Oh, Oh, Annette! Why I Get a Bang Out of Bening

Seeing Annette Bening in The Kids Are All Right—seeing her face register a spectrum of feeling as if it were

Seeing Annette Bening in The Kids Are All Right—seeing her face register a spectrum of feeling as if it were the evening news—I was more than ever convinced that she is one of the greatest ever American film actors. And it’s all in that magnificent face, which is arguably the face of our moment.

Every great Hollywood face has a distinguished genealogy. In Ms. Bening’s, you find a strong echo of Ida Lupino’s determined toughness and the faintest trace of Jean Seberg’s waifish androgyny. But Ms. Bening has her unique quality: an unforgettable indistinctness. What is special about Ms. Bening’s face is that it is a series of almosts. The nose is too strong to be demure, and too delicate to be large; the chin stops just short of being either rounded or dramatic; the mouth could be full or thin, depending on her mood or yours.

Crazy, mobile, ever-shifting American truth now resides in Ms. Bening’s 52-year-old face.

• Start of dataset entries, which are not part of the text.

PR #338, opened 2015-02-25
Dockerization

chrert:
@Toilal and me managed to get a working docker version.

### Notes and questions

* The nsd service must bind to the actual private ip of the container. This ip may change on restart, so it would be nice if we could somehow adjust `/etc/nsd/nsd.conf` at startup (maybe an init script in `/etc/myinit.d/` ?) I tried to rewrite it in the nsd runit service (`/containers/docker/runit/nsd.sh`) before startup of the service but that doesn't seem to work. Do you have an idea how to do this?
* Sometimes some services fail to start if the container was restarted – at least the control panel says so. I couldn't figure out what is going wrong here.
* Is it necessary to add `/etc/mailinabox.conf` as a volume to `mailinabox-userdata` or is it possible to regenerate it on startup?

### Usage

On first startup, you can simply run `containers/docker/run`. As before, this will create the volumes, the services container and it will initialize mailinabox. This should be run only once. After that, it's possible to start/stop/restart the container with `docker start/stop/restart mailinabox-services`. You could also write an upstart script as described [here](https://docs.docker.com/articles/host_integration/).

PR #347, opened 2015-03-04
Start script enhancements

Toilal:
Changes :

- Support missing `mailinabox.version` file properly in `migrate.py` script : It will skip migrations, instead of trying to perform all migrations.

- Create `mailinabox.version` file if missing in `start.sh` script, even if `STORAGE_ROOT` directory already exists.

I was experiencing this issue when running mailinabox script when `mailinabox.version` file is missing, but it should not occur anymore.
```
mailinabox

Running migration to Mail-in-a-Box #1...

Running migration to Mail-in-a-Box #2...

Running migration to Mail-in-a-Box #3...

Running migration to Mail-in-a-Box #4...
Error: duplicate column name: privileges

Error running the migration script:

Command '['sqlite3', '/home/user-data/mail/users.sqlite', "ALTER TABLE users ADD privileges TEXT NOT NULL DEFAULT ''"]' returned non-zero exit status 1

Your system may be in an inconsistent state now. We're terribly sorry. A re-install from a backup might be the best way to continue.
```

### DIFF
--- a/setup/migrate.py
+++ b/setup/migrate.py
@@ -84,13 +84,22 @@ def run_migrations():
 	env = load_environment()
 
 	migration_id_file = os.path.join(env['STORAGE_ROOT'], 'mailinabox.version')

Part of the genius of director Lisa Cholodenko in this small masterpiece is to capture an elusive butchness in her star. Behind Ms. Bening’s presentation of heterosexual beauty is a robust laughter at men and at the comedy of sex with men. Ms. Bening’s short hair, with its meticulous dishevelment, with its punkish and puckish tufts, seems to be hinting at another identity altogether, the way V.S. Naipaul’s African jungle is always about to reclaim civilization, or the way an expensive perfume so subtly hints at a primal scent. The crux of Ms. Bening’s artistry is the way she expresses a startling simultaneity of antithetical qualities. In what is perhaps Ms. Bening’s most playfully autobiographical role, Virginia Hill, Bugsy Siegel’s lover-Bugsy played by Ms. Bening’s real-life husband, Warren “12,775” Beatty-she shocks you by revealing the sudden vulnerability and fear underneath the callous seductress, and then shocks you again with the revelation of ruthless amorality underneath the vulnerability and fear.

Of course Ms. Bening, like all great American actors, is telling us what we think we know about her real-life story as she is performing her character. Any wife of Warren Beatty who has had four children with him has got to have reached a level of irony about custom and conventional appearances that is somewhere at the elevation of the Hubble Space Telescope. And since we are all, on the social and the personal level, moving through what seems like some daily realignment of everything we thought we knew to be steady and true, Ms. Bening’s distillation of her experience into her characters’ faces has a universal quality.

There is one exemplary moment in Ms. Bening’s film career that captures this environment of blurry, running certitudes. It occurs at the end of Mrs. Harris, another one of those tiny gemlike films with prismatic themes and characters that Ms. Bening is drawn to. She plays Jean Harris, the prim, neurotic, dreamy, obsessive headmistress of an exclusive private school who has fallen in love with the egomaniacal Herman “Hy” Tarnower-performed to perfection by Ben Kingsley-a Westchester cardiologist who wrote the best-selling Scarsdale Diet book. For years, they have been torturing each other, with Jean getting the worst of it, as the Beatty-like Herman betrays her again and again. Having just discovered yet another betrayal, Jean confronts Herman on a stormy night in his bedroom. They argue, she pulls a handgun from her purse and shoots him four times. As he lies dying on his bed, Jean tries to call for help, but she can’t get through. “Hy,” she says, “it’s broken. I think it’s gone dead.”  “You’re probably right,” he mutters. Sitting on the edge of the other twin bed, resting her chin in her hand as if bored by the same old quarrel between them, she replies, almost in exasperation, “That’s the only civil thing you’ve said to me tonight.” 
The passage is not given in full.